HashiCorp has raised $100 million in Series D funding - agotterer
https://globenewswire.com/news-release/2018/11/01/1641376/0/en/HashiCorp-Raises-100-Million-to-Help-Enterprises-Adopt-Multi-Cloud.html
======
mitchellh
Hello, I'm one of the founders of HashiCorp! We're super excited about this.
I'm really proud of the team that got us to this point, thankful to our
communities, and just generally excited about the future for us.
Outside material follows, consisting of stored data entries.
PR #13664, opened 2023-12-22
dnsdist: increase receive and send buffers to max

chbruyand:
### Short description
This tries to increase read and send buffers to the max value as read in `/proc/sys/net/core/{r,w}mem_max` for UDP sockets.

### Checklist

I have:
- [x] compiled this code
- [x] tested this code
- [ ] documented the code


pdns/dnsdist.cc
```diff
@@ -2390,6 +2390,32 @@ static void setupLocalSocket(ClientState& clientState, const ComboAddress& addr,
...
+#endif /* SO_RCVBUF */
+#ifdef SO_SNDBUF
+    {
+      std::ifstream ifs("/proc/sys/net/core/wmem_max");
+      if (ifs) {
+        std::string line;
+        if (getline(ifs, line)) {
+          auto maxWmem = std::stoi(line);
+          SSetsockopt(socket, SOL_SOCKET, SO_SNDBUF, maxWmem);
+        }
```
rgacogne, line 2414: Perhaps we could turn this into a function, passing the name of the /proc file and the socket option as parameters?

pdns/dnsdist.cc
```diff
@@ -2390,6 +2390,32 @@ static void setupLocalSocket(ClientState& clientState, const ComboAddress& addr,
...
+      }
+    }
+#endif /* SO_RCVBUF */
+#ifdef SO_SNDBUF
+    {
+      std::ifstream ifs("/proc/sys/net/core/wmem_max");
+      if (ifs) {
+        std::string line;
+        if (getline(ifs, line)) {
+          auto maxWmem = std::stoi(line);
```
rgacogne, line 2412: `pdns::checked_stoi` might be a better fit than `std::stoi`, and we might to catch any exception, logging at warning level.

pdns/dnsdist.cc
```diff
@@ -2390,6 +2390,32 @@ static void setupLocalSocket(ClientState& clientState, const ComboAddress& addr,
         warnlog(e.what());
       }
     }
+#ifdef __linux__
```
rgacogne, line 2393: I don't think we want to raise automatically if either `g_socketUDPSendBuffer` or `g_socketUDPRecvBuffer` is set.

pdns/dnsdist.cc
rgacogne, line 2414: Perhaps log at info level after raising the buffer size, advertising the new value?

rgacogne (changes requested):
Nice! A few comments on the implementation but the general idea is great :+1:

phonedph1:
I don't disagree with any of this but I will point out this actually makes it twice the value of max as opposed to if you got them via rmem_default/wmem_default... this probably doesn't make a big difference for most people. 

SO_RCVBUF
              Sets or gets the maximum socket receive buffer in bytes.
              The kernel doubles this value (to allow space for
              bookkeeping overhead) when it is set using [setsockopt(2)](https://man7.org/linux/man-pages/man2/setsockopt.2.html),
              and this doubled value is returned by [getsockopt(2)](https://man7.org/linux/man-pages/man2/getsockopt.2.html).

rgacogne (approved):

PR #13666, opened 2023-12-22
dnsdist: Optimize the DoQ packet handling path

rgacogne:
### Short description

By reading as many UDP datagrams as possible from the socket when it becomes readable, processing as many DoQ events as possible in one go, and preventing a few allocations and copies.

The project that really kicked off HashiCorp was Vagrant, and I "launched" it
right here on HN over 8 years ago:
[https://news.ycombinator.com/item?id=1175901](https://news.ycombinator.com/item?id=1175901)
So its always fun to see things come back around. :) For those that are less
familiar these days, HashiCorp now has many major OSS projects: Vagrant,
Packer, Consul, Terraform, Vault, Nomad (in addition to lots of minor ones and
libraries) addressing different areas.

For the HN crowd, there are a couple background viewpoints that I would also
like to share that may be helpful on painting the backdrop on the product and
business behind HashiCorp. A first quick one is my tweet on the four
dimensions for "multi-cloud":
[https://twitter.com/mitchellh/status/1022162653618135040](https://twitter.com/mitchellh/status/1022162653618135040)
At HashiCorp we're mostly looking at enabling #1 (workflow portability),
though that has downstream effects of helping with the other dimensions as
well.

Second, I often get asked "Why multi-cloud?" And I wrote up a fairly long
answer on Reddit about that with real examples that I recommend:
[https://www.reddit.com/r/devops/comments/91afzz/why_multiclo...](https://www.reddit.com/r/devops/comments/91afzz/why_multicloud/e2x156y/)

While I'm happy to answer any questions, this post is rather late for me local
time (past 10:30 PM here) and I'm leaving tomorrow to get married this weekend
so I can't promise anything!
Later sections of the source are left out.